Feds indict Duluth man, 3 others, for 'pill mill' near school

ATLANTA -- A Duluth man was indicted last week by a federal grand jury on charges that he was part of a pill mill operation less than a mile from Berkmar High School.

Dr. George Williams, 45, of Duluth and three people from Hollywood, Fla. were arrested on drug and distribution charges. Officials from the Atlanta office of the Drug Enforcement Agency believe Williams, Larry Webman, 64, and Randy Webman, 59, two brothers and the pain clinic owners, and Dara Webman, 29, an office manager and the daughter of Randy Webman, illegally sold and distributed prescriptions for opiate-based narcotics and other controlled substances under the guise of a pain clinic in Lilburn.

Federal authorities are seeking a forfeiture of all the property used for the clinic, and Williams' license to practice medicine. The maximum penalty is 40 years in prison and a fine up to $2 million.

Customers typically paid $250 to $350 per visit, and usually left with a prescription for a controlled substance, such as oxycodone, a highly addictive painkiller, U.S. Attorney Sally Quillian Yates said in a news release.

"Unscrupulous doctors illegally exploiting their license to prescribe controlled substances represent an increasing source of deadly illicit drugs in our communities," Yates said. "The storefronts from which these criminal enterprises operate threaten the safety of our children and the security of our neighborhoods."

The clinic didn't take appointments, and customers often traveled from Ohio, Kentucky, Tennessee, the Carolinas and Florida, Yates said.

Harry S. Sommers, a special agent with the DEA, said operations like this are "pill mills" and those involved are drug dealers.

Lilburn Police Chief Bruce Hedley said his department's top priority last year was working in a partnership with the U.S. Attorney's Office, DEA and Internal Revenue Service to close this operation.

"We don't want them or any other type of illegal operation in our town whose sole mission was to pour poison into our community," Hedley said. "I am proud of the energy and commitment by all of our partners who were steadfast and dedicated in removing this cancer from our streets and increasing our quality of life in our city,"

The clinic was known under several names, such as Premier Medical Management, Inc., Premier Pain Management, Inc., Premier Pain Management and Premier Pain Management and Physical Therapy.

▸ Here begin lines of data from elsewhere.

PR #1294, opened 2016-04-07
qt5: updated sha256 for qtwebkit-opensource-src-5.6.0.tar.xz

emmenlau:
For update from Wed, 06 Apr 2016 08:55:14 GMT (Unix time: 1459932914)

### DIFF
--- a/mingw-w64-libjpeg-turbo/0002-md5sum-fix.patch
+++ b/mingw-w64-libjpeg-turbo/0002-md5sum-fix.patch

At the location, 3993 Lawrenceville Highway, Suite 110, Yates said Williams was the clinic's prescribing physician, and routinely prescribed controlled substances outside the course of professional medical practice and without legitimate medical purposes. Dara Webman worked at the clinic as an office manager, and handed out these prescriptions to customers in exchange for cash payments ostensibly collected for office visits.

Williams typically saw a customer only at the initial visit, for a brief examination, Yates said. On return visits, customers received pre-signed prescriptions by Williams for controlled substances from Dara Webman. Nearly all payments were in cash, and Larry Webman and Randy Webman personally oversaw the collection of the clinic's receipts, Yates said.


TOWG 2 years, 8 months ago

I wonder if the DEA will follow up and go after the pharmacies that filled these bogus prescriptions?


RiggaTony 2 years, 8 months ago

The fact that this was NEAR A SCHOOLS means the penalties should be significantly harder.

It bothers me to think that high schoolers were within 1 mile of drugs. At least that threat is now gone.


Mack711 2 years, 8 months ago

The location does not make any difference. They caught this people and they are in jail that is all that counts. Yes it is impprtant to keep these people away from schools but inside the schools is where some of the drugs are today.